Date | May 2008 | Marks available | 16 | Reference code | 08M.3srg.hl.TZ2.1 |
Level | HL only | Paper | Paper 3 Sets, relations and groups | Time zone | TZ2 |
Command term | Draw, Find, and Show that | Question number | 1 | Adapted from | N/A |
Question
(a) Draw the Cayley table for the set of integers G = {0, 1, 2, 3, 4, 5} under addition modulo 6, +6.
(b) Show that {G, +6} is a group.
(c) Find the order of each element.
(d) Show that {G, +6} is cyclic and state its generators.

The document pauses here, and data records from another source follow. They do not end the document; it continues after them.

PR #1393, opened 2022-02-08
improve error handling, add RefreshPerfDataCollection 

raymondtruong:
Changes:
- improve error handling
- add new RefreshPerfDataCollection request, meant to be called periodically, returning the latest messages and errors back to the ADS frontend (since the perf data collector is essentially the console app without a console, the messages need to go somewhere).  As far as I know there's no easier way to send data from the STS back to the ADS frontend without making an explicit request, doing a periodic refresh to fetch the latest messages is the most straightforward approach. That way, any backend data collection errors will be surfaced back to the UI with a ~30 second delay at most.

### DIFF
--- a/src/Microsoft.SqlTools.ServiceLayer/Migration/MigrationService.cs
+++ b/src/Microsoft.SqlTools.ServiceLayer/Migration/MigrationService.cs
@@ -28,6 +28,7 @@ using Microsoft.SqlServer.Migration.SkuRecommendation.Billing;
 using Microsoft.SqlServer.Migration.SkuRecommendation.Contracts;
 using Microsoft.SqlServer.Migration.SkuRecommendation.Contracts.Models.Sku;
 using Microsoft.SqlServer.Migration.SkuRecommendation.Contracts.Models;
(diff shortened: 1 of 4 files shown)


src/Microsoft.SqlTools.ServiceLayer/Migration/MigrationService.cs
```diff
@@ -456,6 +571,38 @@ internal static List<AzureSqlSkuCategory> GetEligibleSkuCategories(string target
                                                     AzureSqlPaaSServiceTier.GeneralPurpose,
                                                     ComputeTier.Provisioned,
                                                     AzureSqlPaaSHardwareType.Gen5));
+                    //if (includePreviewSkus)
```
neetusingh-ms, line 574: why commented?

neetusingh-ms (approved):

src/Microsoft.SqlTools.ServiceLayer/Migration/MigrationService.cs
raymondtruong: The version of the NuGet I was using up until this point was the old one without the new SKUs so none of this actually worked. Now that we've released it I'll update it here and uncomment all this out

(e) Find a subgroup with three elements.
(f) Find the other proper subgroups of {G, +6}.
Markscheme
(a) A3
Note: Award A2 for 1 error, A1 for 2 errors and A0 for more than 2 errors.
[3 marks]
(b) The table is closed A1
Identity element is 0 A1
Each element has a unique inverse (0 appears exactly once in each row and column) A1
Addition mod 6 is associative A1
Hence {G, +6} forms a group AG
[4 marks]
(c) 0 has order 1 (0 = 0),
1 has order 6 (1 + 1 + 1 + 1 + 1 + 1 = 0),
2 has order 3 (2 + 2 + 2 = 0),
3 has order 2 (3 + 3 = 0),
4 has order 3 (4 + 4 + 4 = 0),
5 has order 6 (5 + 5 + 5 + 5 + 5 + 5 = 0). A3
Note: Award A2 for 1 error, A1 for 2 errors and A0 for more than 2 errors.
[3 marks]
(d) Since 1 and 5 are of order 6 (the same as the order of the group) every element can be written as sums of either 1 or 5. Hence the group is cyclic. R1
The generators are 1 and 5. A1
[2 marks]
(e) A subgroup of order 3 is ({0, 2, 4}, +6) A2
Note: Award A1 if only {0, 2, 4} is seen.
[2 marks]
(f) Other proper subgroups are ({0}+6), ({0, 3}+6) A1A1
Note: Award A1 if only {0}, {0, 3} is seen.
[2 marks]
Total [16 marks]
Examiners report
The table was well done as was showing its group properties. The order of the elements in (b) was done well except for the order of 0 which was often not given. Finding the generators did not seem difficult but correctly stating the subgroups was not often done. The notion of a ‘proper’ subgroup is not well known.